I did check the spindle. It appears to be working okay.

I did take the face plate off, put it on my table saw ( flat surface ), and it does not seem to wobble much - perhaps a miniscule amount. I agree the photo does look like the face plate is bent. Perhaps I should just go and get a new one. Who knows, perhaps it was dropped.

Speaking of faceplates - should there be a glued on stick surface on it? There was on this one, and in really bad shape. I removed it and the glue.


----------



## TheDane (May 15, 2008)

> Speaking of faceplates - should there be a glued on stick surface on it? There was on this one, and in really bad shape. I removed it and the glue.

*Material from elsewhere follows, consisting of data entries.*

PR #1159, opened 2016-05-06
Fix the lost-ref-from-oargs issue

kmod:
And update a bunch of test comments


undingen:
cool, thanks for fixing this :-)

PR #1162, opened 2016-05-08
bitset begin() function fix

corona10:
It was difficult to understand the intent of the legacy code.
So I tried to guess the original intent.


kmod:
Oh man, how did that ever work :)  How did you run into this?

corona10:
@kmod It was really confusing to understand  how it works when I read this :-) Anyway good is good

PR #1165, opened 2016-05-09
Another run-arbitrary-code-during-unwinding issue

kmod:
This time it was from trying to look at the result of isUnwinding()
to determine if the function terminated successfully or via an exception.
(And in the exception case, to decref some values that would have been returned.)

This got tripped up in a case where we through an exception, this triggers
an AUTO_DECREF which takes an object to zero decrefs, which has a custom destructor,
and calls code that ends up calling isUnwinding().  This is all happening from inside
a C++ destructor, so this counts as isUnwinding().

We had some code to try to keep isUnwinding() meaning what we wanted to use it for,
but it was only for certain cases.  I think we might be able to extend it to more cases,
but it seems like that would be a losing battle since it's hard to say when "unwinding"
ends and then we are suddenly not unwinding.

So instead, I just disabled isUnwinding() (except in debug mode where it can be somewhat
useful for writing "assert(foo || isUnwinding())"), and then used a different way to
try to determine if the function exited normally.

### DIFF
--- a/from_cpython/Lib/test/mapping_tests.py
+++ b/from_cpython/Lib/test/mapping_tests.py
@@ -69,8 +69,9 @@ class BasicTestMappingProtocol(unittest.TestCase):
         #cmp
         self.assertEqual(cmp(p,p), 0)
         self.assertEqual(cmp(d,d), 0)
-        self.assertEqual(cmp(p,d), -1)
-        self.assertEqual(cmp(d,p), 1)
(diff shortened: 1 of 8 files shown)


undingen:
oh wow now I only realize the whole problem.
 so yeah at least now we don't have 3 different approaches anymore for ``` AUTO_DECREF(r); ...; return incref(r);``` :-D

PR #1167, opened 2016-05-09
copy CPython sys.getsizeof implementation with some Pyston changes

Daetalus:
This just copy the CPython implementation, so some NumPy tests could pass.
But most of types in Pyston didn't implement '__sizeof__' attribute yet.

### DIFF
--- a/src/runtime/builtin_modules/sys.cpp
+++ b/src/runtime/builtin_modules/sys.cpp
@@ -408,6 +408,72 @@ extern "C" BORROWED(PyObject*) PySys_GetModulesDict() noexcept {
     return getSysModulesDict();
 }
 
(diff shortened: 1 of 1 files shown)


kmod:
Looks good :)  If you get a chance it would be nice to have a test for this; it sounds like the numpy test exercises it but it would be nice to have a simpler case in test/tests.py.

Daetalus:
Yeah, in theory, the new added code always should with tests. But due to Pyston's types didn't implement `__sizeof__` attribute yet. So maybe I can add test file when we add this attributes to Pyston types?

undingen:
We have some types which implement it currently already e.g. unicode type or the array from the array module. So you could use this.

No … faceplates are designed to be used with wood screws. You can use double-stick tape, but it won't give you as solid of a hold as screws.


----------



## johnstoneb (Jun 14, 2012)

With the face plate on the lathe without anything attached to it what does it look like when the lathe is running?


----------



## jroot (Jan 20, 2015)

The face plate does indeed wobble a couple of millimeters. One can readily see the variation as it spins One can also definitely feel the vibration.

Mine does indeed have wood screws, but it also had the sticky residue on it. Perhaps from years of now changing the double stick pad, or incorrectly installed, but it surely was a mess.


----------



## TheDane (May 15, 2008)

If the spindle is running true and the faceplate wobbles, then ditch the faceplate and get a new one. Unless you are expert machinist, there is no way to 'adjust' a faceplate and get it true.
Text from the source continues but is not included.